<<<<

PR #2994, opened 2022-12-06
chore(all): dependency inject databases and tables

### LINKED ISSUE #2981: Dependency inject databases and tables
In many places we create the database or the table in constructors (or even worst in Start methods), whereas it should ideally be injected as dependency instead.

This blocks some modifications such as using a database in the trie code, or creates duplicate table objects which may or may not be thread safe. It also makes changing our database implementation harder.

qdm12:
## Changes

Improves codebase health + simplify migration to newer database interface

- Dependency inject to `storeInitialValues`
- Dependency inject to `createRuntimeStorage`
- Dependency inject to `NewGrandpaState`
- Dependency inject to `NewEpochStateFromGenesis`
- Dependency inject to `NewEpochState`
- Dependency inject to `NewGrandpaStateFromGenesis`
- Dependency inject to `NewBlockStateFromGenesis`
- Dependency inject to `NewBlockState`
- Remove `LoadChainDB`, `LoadBadgerDB`, `runtime.NewInMemoryDB` and `utils.SetupDatabase`, `newInMemoryGrandpaDatabase`
- Minor test database setup simplifications
  - dot/state: make `newInMemoryDB` test only
  - Remove unneeded datadir setting for in memory databases
  - Add test `.Close()` no error assertions
  - Add missing test database `.Close()` calls
  - Use in memory database when amount is not big (`TestTrieDiff`)
  - Do not create unneeded `trie` table in `lib/trie`'s `newTestDB`
  - `dot/state`: use `t.TempDir()` as data dir directly
  - lib/trie: do not create table for TestTrieDiff

## Issues

Fixes #2981

### DIFF
--- a/cmd/gossamer/config.go
+++ b/cmd/gossamer/config.go
@@ -7,10 +7,12 @@ import (
 	"errors"
 	"fmt"
 	"os"
+	"path/filepath"
 	"strconv"
 	"strings"
 	"time"
 
+	"github.com/ChainSafe/chaindb"
 	"github.com/ChainSafe/gossamer/dot"
 	ctoml "github.com/ChainSafe/gossamer/dot/config/toml"
 	"github.com/ChainSafe/gossamer/dot/state"
@@ -897,8 +899,9 @@ func updateDotConfigFromGenesisJSONRaw(tomlCfg ctoml.Config, cfg *dot.Config) {
 
 // updateDotConfigFromGenesisData updates the configuration from genesis data of an initialised node
 func updateDotConfigFromGenesisData(ctx *cli.Context, cfg *dot.Config) error {
-	// initialise database using data directory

>>>>

The lines needed are those in the data above that hold the string "ctoml"; copy each of them.

### Output for this task:
 	ctoml "github.com/ChainSafe/gossamer/dot/config/toml"
@@ -897,8 +899,9 @@ func updateDotConfigFromGenesisJSONRaw(tomlCfg ctoml.Config, cfg *dot.Config) {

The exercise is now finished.